This will also impact tourism and generate more license sales. As an example if I am on vacation for a week in Manistique, Michigan and I don't see a fisherman anywhere, I have no interest to go fishing. If I see some guys catching salmon off from a break wall I buy a license, rod, reel, and lures and join in. I have a good time. Next year I book my vacation for the same place and same time. Now I have bought a boat, downriggers, poles, lures and I use the ramp and marina. Thank you DNR for not planting all of your fish in one spot.


----------



## Raylaser (Jan 29, 2015)

Right On Robert!! You hit the proverbial nail on the head! If the right types of fish were planted in the right places everyone wins - the business owners, towns people and most of all the fishermen. 

Your perspective on this issue is the type of perspective that we need to develop in other concerned fishermen! Complaining only works when we complain to the right people who can actually make a difference.
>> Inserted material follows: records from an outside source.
PR #566, opened 2021-01-25
Simplify SimpleAST by converting `Expression`, `Statement` to interfaces

stakx:
`ExpressionStatement` is an adapter type that turns an `Expression` into a `Statement`. Its mere existence demonstrates that a strict distinction between expressions and statements is more of a stumbling block than it is helpful. Some AST node types (such as `MethodInvocationExpression`) need to act as either.

We can model this at the type system level by converting `Expression` and `Statement` to interfaces. AST node types can then implement both interfaces, which renders adapter types `ExpressionStatement` and `ReferenceExpression` redundant. Removing those from AST trees means fewer allocations and thus slightly less GC pressure.

### Outlook

I'd like to follow this up with another PR that will introduce an interface `ILocation` for modelling storage locations. The `Load` / `Store` methods of `Reference` would end up there. I expect this would both simplify by-ref handling and indirect loads / stores.


src/Castle.Core/DynamicProxy/Generators/Emitters/SimpleAST/BlockStatement.cs
```diff
@@ -17,23 +17,18 @@ namespace Castle.DynamicProxy.Generators.Emitters.SimpleAST
 	using System.Collections.Generic;
 	using System.Reflection.Emit;
 
-	internal class MultiStatementExpression : Expression
+	internal class BlockStatement : IStatement
```
jonorossi, line 20: `MultiStatementExpression`, haha, yer that shows things were not quite right 👍

src/Castle.Core/DynamicProxy/Generators/Emitters/SimpleAST/Reference.cs
```diff
@@ -45,14 +45,9 @@ public virtual void Generate(ILGenerator gen)
 		{
 		}
 
-		public virtual Expression ToAddressOfExpression()
+		void IExpressionOrStatement.Emit(IMemberEmitter member, ILGenerator gen)
```
jonorossi, line 48: Why does this need to be explicitly implemented?

jonorossi (approved):
Looks great. That definitely tidies up the code, especially that the stack based runtime rarely cares about the difference between C# level statements and expressions.

src/Castle.Core/DynamicProxy/Generators/Emitters/SimpleAST/Reference.cs
stakx: Because of... uh, important reasons that I can't recall. 😁 Fixed now.

PR #570, opened 2021-01-30
Emit delegate types in same module as their associated proxy type

### LINKED ISSUE #569: DynamicProxy generates two modules when proceeding from a class proxy's protected method to the target
This is very similar to #327. (Back then we found out that DynamicProxy sometimes puts a generated invocation type in another module than the generated proxy type depending on it, causing verification failure due to the proxy type module being incomplete. This got fixed in #346.)

It appears there is another case where the same problem occurs, namely proceeding to a class proxy's target from an intercepted protected method. Because you cannot directly call protected methods from outside the target, DynamicProxy does so indirectly via a generated delegate type. Such delegate types can also end up in the wrong module:

```csharp
public class Foo
{
    public string InvokeMethod()
    {
        return Method();
    }

    protected virtual string Method()
    {
        return "...";
    }
}

var builder = new PersistentProxyBuilder();
var generator = new ProxyGenerator(builder);
_ = generator.CreateClassProxyWithTarget(new Foo());
builder.SaveAssembly();
```

The last line triggers this exception:

> ```
> System.InvalidOperationException: Both a strong-named and a weak-named assembly have been generated.
> ```

stakx:
Fixes #569. See commit messages for details.

### DIFF
--- a/CHANGELOG.md
+++ b/CHANGELOG.md
@@ -9,6 +9,7 @@ Bugfixes:
 - Proxying certain `[Serializable]` classes produces proxy types that fail PEVerify test (@stakx, #367)
 - `private protected` methods are not intercepted (@CrispyDrone, #535)
 - `System.UIntPtr` unsupported (@stakx, #546)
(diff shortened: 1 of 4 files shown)


stakx:
Nothing spectacular to be seen here, this simply applies a previous bug fix to another location that was overlooked back then.

PR #571, opened 2021-01-30
Forward non-intercepted methods on class proxies to target

### LINKED ISSUE #67: Not proxied methods on class proxy with target should forward to the target [DYNPROXY-183]

### LINKED ISSUE #536: Virtual property is not proxied in DynamicProxy if ProxyGenerationHook returns false for ShouldInterceptMethod
**Expected:** the property to be proxied but not intercepted.

**Actual:** the property is generated in the proxy but does not pass the value to the underlying instance

```
public class TestCacheProxyGenerationHook : AllMethodsHook
        {
            public override bool ShouldInterceptMethod(Type type, MethodInfo methodInfo)
            {
                return false;
            }
        }

public interface ITestCacheInterface
        {
            int InstanceProperty { get; set; }
        }

        public class TestClassForCache : ITestCacheInterface
        {
            public virtual int InstanceProperty { get; set; }
        }

        [Fact]
        public async Task DynamicProxy_NonIntercepted_Property_Leaked()
        {
            var instance = new TestClassForCache();
            var toProxy = instance.GetType();

            var proxyGenerationOptions = new ProxyGenerationOptions(new TestCacheProxyGenerationHook());

            var proxy = generator.CreateClassProxyWithTarget(toProxy,
                instance,
                proxyGenerationOptions);

            var accessor = (ITestCacheInterface)proxy;
            accessor.InstanceProperty = 1;

            Assert.Equal(accessor.InstanceProperty, instance.InstanceProperty); // Fails here 1 != 0
        }

```

stakx:
This is a redo of my previous PR #450, which got stalled because I was under the impression that forwarding to non-public methods on the target would require special handling (and thus a lot of additional work). I've since discovered that the necessary bits are already in place:

When one proceeds from an intercepted non-public method of a class proxy to the target, the target method will likely be non-public, too, and therefore not directly callable from the outside. DynamicProxy solves this by calling the non-public target method through a delegate. This present PR simply piggybacks on that mechanism.

I found an issue with delegate type generation while working on this; see #570, which is a prerequisite for this PR and needs to be merged first. <del>(#570's commits are included here to avoid unrelated test failures; I'll rebase them away once it has been merged. For now, please ignore the first three commits of this PR.)</del>  <ins>**Update:** I've merged #570 and updated this PR.</ins>

Fixes #67, fixes #536.

### DIFF
--- a/CHANGELOG.md
+++ b/CHANGELOG.md
@@ -4,6 +4,7 @@
 
 Enhancements:
 - .NET Standard 2.0 and 2.1 support (@lg2de, #485)
+- Non-intercepted methods on a class proxy with target are now forwarded to the target (@stakx, #571)
 
 Bugfixes:
 - Proxying certain `[Serializable]` classes produces proxy types that fail PEVerify test (@stakx, #367)
--- a/src/Castle.Core/DynamicProxy/Contributors/ClassProxyWithTargetTargetContributor.cs
+++ b/src/Castle.Core/DynamicProxy/Contributors/ClassProxyWithTargetTargetContributor.cs
@@ -56,14 +56,23 @@ namespace Castle.DynamicProxy.Contributors
 				return null;
 			}
 
-			if (IsDirectlyAccessible(method) == false)
-			{
-				return IndirectlyCalledMethodGenerator(method, @class, overrideMethod);
-			}
+			var methodIsDirectlyAccessible = IsDirectlyAccessible(method);
 
 			if (!method.Proxyable)
 			{
-				return new ForwardingMethodGenerator(method, overrideMethod, (c, m) => c.GetField("__target"));
+				if (methodIsDirectlyAccessible)
+				{
+					return new ForwardingMethodGenerator(method, overrideMethod, (c, m) => c.GetField("__target"));
+				}
+				else
+				{
+					return IndirectlyCalledMethodGenerator(method, @class, overrideMethod, skipInterceptors: true);
+				}
+			}
+
+			if (!methodIsDirectlyAccessible)
+			{
+				return IndirectlyCalledMethodGenerator(method, @class, overrideMethod);
 			}
 
 			var invocation = GetInvocationType(method, @class);
@@ -136,7 +145,8 @@ namespace Castle.DynamicProxy.Contributors
 		}
 
 		private MethodGenerator IndirectlyCalledMethodGenerator(MetaMethod method, ClassEmitter proxy,
-		                                                        OverrideMethodDelegate overrideMethod)
+		                                                        OverrideMethodDelegate overrideMethod,
+		                                                        bool skipInterceptors = false)
 		{
 			var @delegate = GetDelegateType(method, proxy);
 			var contributor = GetContributor(@delegate, method);
@@ -144,7 +154,7 @@ namespace Castle.DynamicProxy.Contributors
 				.Generate(proxy, namingScope)
 				.BuildType();
 			return new MethodWithInvocationGenerator(method,
-			                                         proxy.GetField("__interceptors"),
+			                                         skipInterceptors ? NullExpression.Instance : proxy.GetField("__interceptors"),
 			                                         invocation,
 			                                         (c, m) => c.GetField("__target"),
 			                                         overrideMethod,
--- a/src/Castle.Core/DynamicProxy/Contributors/ClassProxyWithTargetTargetContributor.cs
+++ b/src/Castle.Core/DynamicProxy/Contributors/ClassProxyWithTargetTargetContributor.cs
@@ -56,15 +56,14 @@ namespace Castle.DynamicProxy.Contributors
 				return null;
 			}
 
-			if (!method.Proxyable)
-			{
-				return new MinimialisticMethodGenerator(method,
-				                                        overrideMethod);
-			}
-
 			if (IsDirectlyAccessible(method) == false)
 			{
 				return IndirectlyCalledMethodGenerator(method, @class, overrideMethod);
+			}
+
+			if (!method.Proxyable)
+			{
+				return new ForwardingMethodGenerator(method, overrideMethod, (c, m) => c.GetField("__target"));
 			}
 
 			var invocation = GetInvocationType(method, @class);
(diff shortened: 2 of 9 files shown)


CHANGELOG.md
```diff
@@ -4,11 +4,15 @@
 
 Enhancements:
 - .NET Standard 2.0 and 2.1 support (@lg2de, #485)
+- Non-intercepted methods on a class proxy with target are now forwarded to the target (@stakx, #571)
 
 Bugfixes:
+- Not proxied methods on class proxy with target should forward to the target (DYNPROXY-183) (@jonorossi, #67)
 - Proxying certain `[Serializable]` classes produces proxy types that fail PEVerify test (@stakx, #367)
 - `private protected` methods are not intercepted (@CrispyDrone, #535)
+- Virtual property is not proxied if `IProxyGenerationHook.ShouldInterceptMethod` returns false (@xumix, #536)
```
stakx, line 13: We probably don't need three separate entries, but I wasn't sure about the changelog entry format for this situation.

src/Castle.Core/DynamicProxy/Contributors/MembersCollector.cs
```diff
@@ -194,6 +194,18 @@ private MetaMethod AddMethod(MethodInfo method, IProxyGenerationHook hook, bool
...
+		}
+
+		/// <summary>
+		///   Performs some basic screening to filter out non-interceptable methods.
+		/// </summary>
+		/// <remarks>
+		///   The <paramref name="hook"/> will get invoked for non-interceptable method notification only;
+		///   it does not get asked whether or not to intercept the <paramref name="method"/>.
+		/// </remarks>
+		protected bool AcceptMethodPreScreen(MethodInfo method, bool onlyVirtuals, IProxyGenerationHook hook)
```
stakx, line 208: I am splitting off the pre-screening from `AcceptMethod` so that `WrappedMembersCollector` has a way of distinguishing between non-interceptable methods (e.g. `object.Finalize`, `object.MemberwiseClone`), and methods that the hook wants filtered out. It is only the latter group of methods that should be forwarded to the target; the former group of methods must not be proxied at all!

(In my original PR, I made this distinction via `AllMethodsHook.SkippedTypes`, which wasn't ideal; see https://github.com/castleproject/Core/pull/450#discussion_r303399484.)

src/Castle.Core/DynamicProxy/Contributors/ClassProxyWithTargetTargetContributor.cs
```diff
@@ -141,17 +149,19 @@ private Type GetInvocationType(MetaMethod method, ClassEmitter @class)
...
+		                                                        bool skipInterceptors = false)
 		{
 			var @delegate = GetDelegateType(method, proxy);
 			var contributor = GetContributor(@delegate, method);
 			var invocation = new CompositionInvocationTypeGenerator(targetType, method, null, false, contributor)
 				.Generate(proxy, namingScope)
 				.BuildType();
 			return new MethodWithInvocationGenerator(method,
-			                                         proxy.GetField("__interceptors"),
+			                                         skipInterceptors ? NullExpression.Instance : proxy.GetField("__interceptors").ToExpression(),
```
stakx, line 161: TBH this may be a bit of a hack: It relies on `AbstractInvocation.Proceed` calling `InvokeMethodOnTarget` right away when `interceptors == null` ([see here](https://github.com/castleproject/Core/blob/d1310e06b52dba1f7d5a35fd4d47482878460fd0/src/Castle.Core/DynamicProxy/AbstractInvocation.cs#L102-L107)), so we get the needed behavior without having to implement a new type of `MethodGenerator`. But the generated proxied method body in this case perhaps does too muchwork, and could be optimized further.

At this time, I don't yet understand the `MethodGenerator` part of DP well enough to add a new variant. I may pick this up in the future, when the code base has been cleaned up a little more and when I'm more familiar with it. I'm hoping this will do in the meantime.

src/Castle.Core/DynamicProxy/Generators/MethodWithInvocationGenerator.cs
```diff
@@ -34,20 +34,28 @@ internal class MethodWithInvocationGenerator : MethodGenerator
...
 		                                     GetTargetExpressionDelegate getTargetTypeExpression,
 		                                     OverrideMethodDelegate createMethod, IInvocationCreationContributor contributor)
+			: this(method, interceptors.ToExpression(), invocation, getTargetExpression, getTargetTypeExpression, createMethod, contributor)
+		{
+		}
+
+		public MethodWithInvocationGenerator(MetaMethod method, Expression interceptors, Type invocation,
+		                                     GetTargetExpressionDelegate getTargetExpression,
+		                                     GetTargetExpressionDelegate getTargetTypeExpression,
+		                                     OverrideMethodDelegate createMethod, IInvocationCreationContributor contributor)
```
stakx, line 58: This new overload is identical to the preceding one except that `interceptors` is an `Expression`, not a `Reference`. Internally, this class needs an `Expression` anyway, and this ctor allows us to pass in a `NullExpression` (see review comment above).

stakx (commented):
A few explanations on some of the trickier bits.

CHANGELOG.md
jonorossi: Yer, definitely don't need all 3. I'd say this is an enhancement not a defect at this stage, and just keep your issue number, my name and the last one shouldn't be mentioned, neither of us contributed the change.

jonorossi (approved):

CHANGELOG.md
stakx: OK, will do. I'd still want to have a trace back to the original issues, but I suppose it might be enough if they're in the PR.

PR #573, opened 2021-02-02
Speed up interface proxy w/o target type generation significantly

stakx:
DynamicProxy's runtime performance is directly tied to the amount of System.Reflection.Emit-ting done. If we do less dynamic type generation, DynamicProxy becomes faster.

I've recently realised that the main reason why DynamicProxy generates dedicated invocation types for every proxied method is because the invocation's `InvokeMethodOnTarget` implementation depends on the proxied method's signature.

However, if an invocation cannot proceed to a (method on a) target, we don't need a custom implementation for `InvokeMethodOnTarget`, and thus no custom invocation type; we can use a pre-defined invocation type instead!

This PR is a realization of this idea. I'm starting with ~~non-generic~~ methods on interface proxies without target. It should be possible to cover more methods &mdash; ~~generic ones (I think), and~~ abstract methods on class proxies without target &mdash; but those will take more work.

I expect this to be very beneficial to some core DynamicProxy usage scenarios, i.e. mocking libraries used in unit testing, where interface mocks are frequently backed by interfaces proxies without target.

I've tested this PR against Moq 4's test suite. Test execution time has dropped by a factor of 2.5x for both the .NET Framework and .NET Core. Another simple `Stopwatch` benchmark suggests roughly the same speed-up.

### DIFF
--- a/src/Castle.Core/DynamicProxy/Contributors/InterfaceProxyWithoutTargetContributor.cs
+++ b/src/Castle.Core/DynamicProxy/Contributors/InterfaceProxyWithoutTargetContributor.cs
@@ -20,6 +20,7 @@ namespace Castle.DynamicProxy.Contributors
 
 	using Castle.DynamicProxy.Generators;
 	using Castle.DynamicProxy.Generators.Emitters;
+	using Castle.DynamicProxy.Internal;
 
 	internal class InterfaceProxyWithoutTargetContributor : CompositeTypeContributor
 	{
@@ -60,6 +61,15 @@ namespace Castle.DynamicProxy.Contributors
 
 		private Type GetInvocationType(MetaMethod method, ClassEmitter emitter)
 		{
+			var methodInfo = method.Method;
+
+			if (canChangeTarget == false && methodInfo.IsAbstract && methodInfo.IsGenericMethod == false && methodInfo.IsGenericMethodDefinition == false)
+			{
+				// We do not need to generate a custom invocation type because no custom implementation
+				// for `InvokeMethodOnTarget` will be needed (proceeding to target isn't possible here):
+				return typeof(InterfaceMethodWithoutTargetInvocation);
+			}
+
 			var scope = emitter.ModuleScope;
 			Type[] invocationInterfaces;
 			if (canChangeTarget)
@@ -70,14 +80,14 @@ namespace Castle.DynamicProxy.Contributors
 			{
 				invocationInterfaces = new[] { typeof(IInvocation) };
 			}
-			var key = new CacheKey(method.Method, CompositionInvocationTypeGenerator.BaseType, invocationInterfaces, null);
+			var key = new CacheKey(methodInfo, CompositionInvocationTypeGenerator.BaseType, invocationInterfaces, null);
 
 			// no locking required as we're already within a lock
 
 			return scope.TypeCache.GetOrAddWithoutTakingLock(key, _ =>
-				new CompositionInvocationTypeGenerator(method.Method.DeclaringType,
+				new CompositionInvocationTypeGenerator(methodInfo.DeclaringType,
 				                                       method,
-				                                       method.Method,
+				                                       methodInfo,
 				                                       canChangeTarget,
 				                                       null)
 				.Generate(emitter, namingScope)
--- a/src/Castle.Core/DynamicProxy/Contributors/InterfaceProxyWithoutTargetContributor.cs
+++ b/src/Castle.Core/DynamicProxy/Contributors/InterfaceProxyWithoutTargetContributor.cs
@@ -63,7 +63,7 @@ namespace Castle.DynamicProxy.Contributors
 		{
 			var methodInfo = method.Method;
 
-			if (canChangeTarget == false && methodInfo.IsAbstract && methodInfo.IsGenericMethod == false && methodInfo.IsGenericMethodDefinition == false)
+			if (canChangeTarget == false && methodInfo.IsAbstract)
 			{
 				// We do not need to generate a custom invocation type because no custom implementation
 				// for `InvokeMethodOnTarget` will be needed (proceeding to target isn't possible here):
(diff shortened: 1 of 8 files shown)


stakx:
@jonorossi, I realise you probably don't have time to review all my recent PRs... there have been quite a few lately. But this very short one may be worth a look.

(A remark about my other refactoring-only PRs: I'll aim at leaving each one those open for at least a couple of days, in case that you find some time to review, or that I may have second thoughts about some aspects. If neither of those two things occurs, I hope I'll be forgiven for going ahead and merging them, so that I can continue with subsequent code clean-ups, I find they often depend upon one another.)

src/Castle.Core/DynamicProxy/Contributors/InterfaceProxyWithoutTargetContributor.cs
```diff
@@ -62,6 +63,15 @@ protected override IEnumerable<MembersCollector> CollectElementsToProxyInternal(
...
 		private Type GetInvocationType(MetaMethod method, ClassEmitter emitter)
 		{
+			var methodInfo = method.Method;
+
+			if (canChangeTarget == false && methodInfo.IsAbstract && methodInfo.IsGenericMethod == false && methodInfo.IsGenericMethodDefinition == false)
+			{
+				// We do not need to generate a custom invocation type because no custom implementation
+				// for `InvokeMethodOnTarget` will be needed (proceeding to target isn't possible here):
+				return typeof(InterfaceMethodWithoutTargetInvocation);
+			}
```
stakx, line 73: Generics only matter because there are some asserts somewhere else that trigger for generic methods; I'll need to look at those more closely before allowing generic methods here.

`IsAbstract` may seem unnecessary now, but it becomes important once we support default interface implementations.

jonorossi: Do generic methods not already work? Looks like `SetGenericMethodArguments` would be called on this invocation instance if you removed the check.

jonorossi (approved):
Top work Dom 👍 . Definitely want to see this one in the changelog.

src/Castle.Core/DynamicProxy/Contributors/InterfaceProxyWithoutTargetContributor.cs
```diff
@@ -62,6 +63,15 @@ protected override IEnumerable<MembersCollector> CollectElementsToProxyInternal(
 
 		private Type GetInvocationType(MetaMethod method, ClassEmitter emitter)
 		{
+			var methodInfo = method.Method;
+
+			if (canChangeTarget == false && methodInfo.IsAbstract && methodInfo.IsGenericMethod == false && methodInfo.IsGenericMethodDefinition == false)
+			{
+				// We do not need to generate a custom invocation type because no custom implementation
+				// for `InvokeMethodOnTarget` will be needed (proceeding to target isn't possible here):
+				return typeof(InterfaceMethodWithoutTargetInvocation);
```
jonorossi, line 72: I think it would be good to have at least one unit test that verifies this, since this return type is now part of the public API and to verify the performance improvement is working into the future.

I can also see more performance optimisations on the horizon doing better invocation type reuse, so verifying that will also be important.

stakx: I'll see what I can come up with.

(Speaking briefly about future optimizations: I believe it would be entirely feasible to completely stop generating invocation types, in favor of generating a sibling `InvokeOnTarget` method for each proxied method... directly in the proxy type containing the proxied method. We could then have just one single sealed `Invocation` type that receives a delegate to the appropriate `InvokeOnTarget` method. While that would imply a need to allocate delegates, I suspect this would still be a net win&ndash;in the time that it takes to emit a dynamic type, you can probably do a thousand delegate calls.)

src/Castle.Core/DynamicProxy/Contributors/InterfaceProxyWithoutTargetContributor.cs
stakx: I think they'd work just like that. It's just that existing code (`Assert`) assumes that either a `CompositionInvocation`- or `InheritanceInvocation`-derived type will come along the way, and AFAIK those carry the proxied method's type parameters at the type level. I wouldn't want to just remove those (probably superfluous) asserts without checking if perhaps there _is_ some case I haven't considered for the new invocation type.

src/Castle.Core/DynamicProxy/Contributors/InterfaceProxyWithoutTargetContributor.cs
stakx: I have added a single unit test (for now...more to come if we introduce more invocation type reusing). I could have added more tests, but thought it would make most sense to only write tests for cases where specific invocation types get chosen (there's currently only one such case), rather than also testing when they do _not_ get chosen. The latter could easily be misunderstood to be a specification of desired behavior, when in actual fact it would only document the status quo.

src/Castle.Core/DynamicProxy/Contributors/InterfaceProxyWithoutTargetContributor.cs
stakx: I added the above change in a slightly modified form, so generic methods are not covered, too.

src/Castle.Core/DynamicProxy/Contributors/InterfaceProxyWithoutTargetContributor.cs
jonorossi: > thought it would make most sense to only write tests for cases where specific invocation types get chosen, rather than also testing when they do _not_ get chosen

Completely agree.

> I also refrained from writing any timing-related tests as those can easily become fragile.

Also agree. If we want to do timing tests we should have a separate benchmarks project and use BenchmarkDotNet or something, they can't be run on cloud hosted build servers anyway.

PR #574, opened 2021-02-06
Upgrade log4net to v2.0.12

stakx:


stakx:
The .NET Core test run on Ubuntu is now failing; it appears that this is due to an [issue in log4net 2.0.10's `MemoryAppender`](https://issues.apache.org/jira/projects/LOG4NET/issues/LOG4NET-649?filter=allopenissues). While not documented, it appears to have been resolved in 2.0.12.

We have the following options:

1. don't update log4net at all
2. update to 2.0.10 and disable the failing tests
3. update to 2.0.12

(2), i.e. picking a buggy version and skipping tests because of that, seems like the worst option to me.

jonorossi:
@stakx I'd go with option 3, upgrade to 2.0.12. 2.0.10 was released 5 months ago with .11 a month later and .12 another month later, close enough that it is unlikely to be a problem. NuGet will pretty much treat it as a patch version anyway, 2.0.12 nearly has 3 times the number of downloads, and we are making a major release next too.

src/Castle.Core.Tests/Castle.Core.Tests.csproj
```diff
@@ -19,6 +19,16 @@
 		<StartupObject>Program</StartupObject>
 	</PropertyGroup>
 
+	<ItemGroup Condition="$(TargetFramework.StartsWith('net4'))">
+		<None Include="config\netfx\App.config" />
+		<None Remove="config\netcoreapp\App.config" />
+	</ItemGroup>
+
+	<ItemGroup Condition="$(TargetFramework.StartsWith('netcoreapp'))">
```
jonorossi, line 27: Should we handle .NET 5 now so this works when we upgrade the test project in the future.

Looks like you can use `GetTargetFrameworkIdentifier` which sounds like it'll always return `.NETCoreApp` on .NET Core and .NET 5:
https://docs.microsoft.com/en-us/dotnet/core/compatibility/msbuild/5.0/targetframework-name-change

stakx: I didn't know about that yet! Done.

PR #579, opened 2021-02-21
Simplify SimpleAST further

stakx:
* Remove `BindDelegateExpression` and `LoadArrayElementExpression` (both unused), as well as `NopStatement` (which serves no useful purpose).
* Replace `ConstReference` with `LiteralIntExpression` (preexisting), as well as `LiteralBoolExpression` and `LiteralStringExpression` (both new).
* Convert static helper method `ArgumentsUtil.EmitLoadOwnerAndReference` to instance method `Reference.Emit`.
* Stop passing `IMemberEmitter member` to every AST node (only `Return` ever used it, but doesn't actually need it), then remove `IMemberEmitter` interface altogether.
* Remove some duplicate / redundant code paths.


src/Castle.Core/DynamicProxy/Generators/Emitters/SimpleAST/ReturnStatement.cs
```diff
@@ -37,10 +38,7 @@ public void Emit(IMemberEmitter member, ILGenerator gen)
 			}
 			else
 			{
-				if (member.ReturnType != typeof(void))
-				{
-					OpCodeUtil.EmitLoadOpCodeForDefaultValueOfType(gen, member.ReturnType);
```
stakx, line 52: Note that this is the only location where the `IMemberEmitter member` parameter gets used (vs. just being passed on to other `Emit` calls).

src/Castle.Core/DynamicProxy/Generators/Emitters/SimpleAST/Reference.cs
```diff
@@ -47,12 +47,7 @@ public virtual void Generate(ILGenerator gen)
...
 		{
-			this.EmitLoadOwnerAndReference(gen);
-		}
-
-		public void EmitLoadOwnerAndReference(ILGenerator gen)
-		{
-			OwnerReference?.EmitLoadOwnerAndReference(gen);
+			OwnerReference?.Emit(member, gen);
 			LoadReference(gen);
 		}
```
stakx: I'm not entirely sure that nothing important is lost (in terms of semantics) when the (outward) distinction between `Emit` and `EmitLoadOwnerAndReference` is erased.

(It's true that `reference.Emit` always did the same as `EmitLoadOwnerAndReference`, but because it appears to never have been called directly, call sites read differently up until now.)

stakx:
Based on the observation that `ConstReference` is not a reference, just having discovered that there are more `Reference` subclasses that probably also shouldn't be references, and https://github.com/castleproject/Core/pull/579#discussion_r580599684, I am going to close this and redo the same work as a bunch of smaller, more focused PRs.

I feel your pain about talking to the DNR about doing the right thing with stocking programs. Having lived most of my life in MI and now in Ohio for 16 years, it's frustrating when you see the wrong decisions being made about the way the fisheries management is being done with the Great Lakes and it's tributaries. The only fishing I do is river fishing, pier fishing and ice fishing; and all of these require a good sustainable spawning run of fish that need to be managed properly.


----------



## Robert Holmes (Oct 13, 2008)

The USFWS is one of a kind. They hate the brown trout, the steelhead and any kind of salmon. They only think that lake trout should be in the great lakes. Some fishermen like to catch and eat them but it is a small percentage of the overall population of fishermen. The lake trout are managed to eat like pigs, grow old, then die on the bottom of the lake. The tribal fishermen catch them and sell them but many of them hate lake trout also. 
The DNR wants to plant all of the fish that the USFWS hates. The ecosystems can only handle so many predator fish. For as long as I can remember the USFWS and the DNR have been having a fish planting battle. They cannot and will not play in the same sand box. 
I agree with the other posts that the fishermen should be allowed to decide after all we are writing their paychecks.


----------



## Raylaser (Jan 29, 2015)

Robert: You seem well versed on this subject. Do you have the contact info that you think works best if we (the fishermen) were to try and organize a petition drive etc? In other words, who and what department would be the best place to start with making our concerns known in an organized manner? Thanks for any info you have on this part of the process!


----------



## Jay Wesley (Mar 2, 2009)

Attending the multiple meetings that are held throughout the state would be a start. Each lake has a citizen's fishery advisory committee that help inform management decisions. Michigan Sea Grant holds regional meetings each year and discuss fishery issues for each lake. Join Michigan Steelheaders, trout unlimited or another sport fish organization. Attend a Natural Resource Commission Meeting. Contact the Basin Coordinator for the lake that you are interested in. 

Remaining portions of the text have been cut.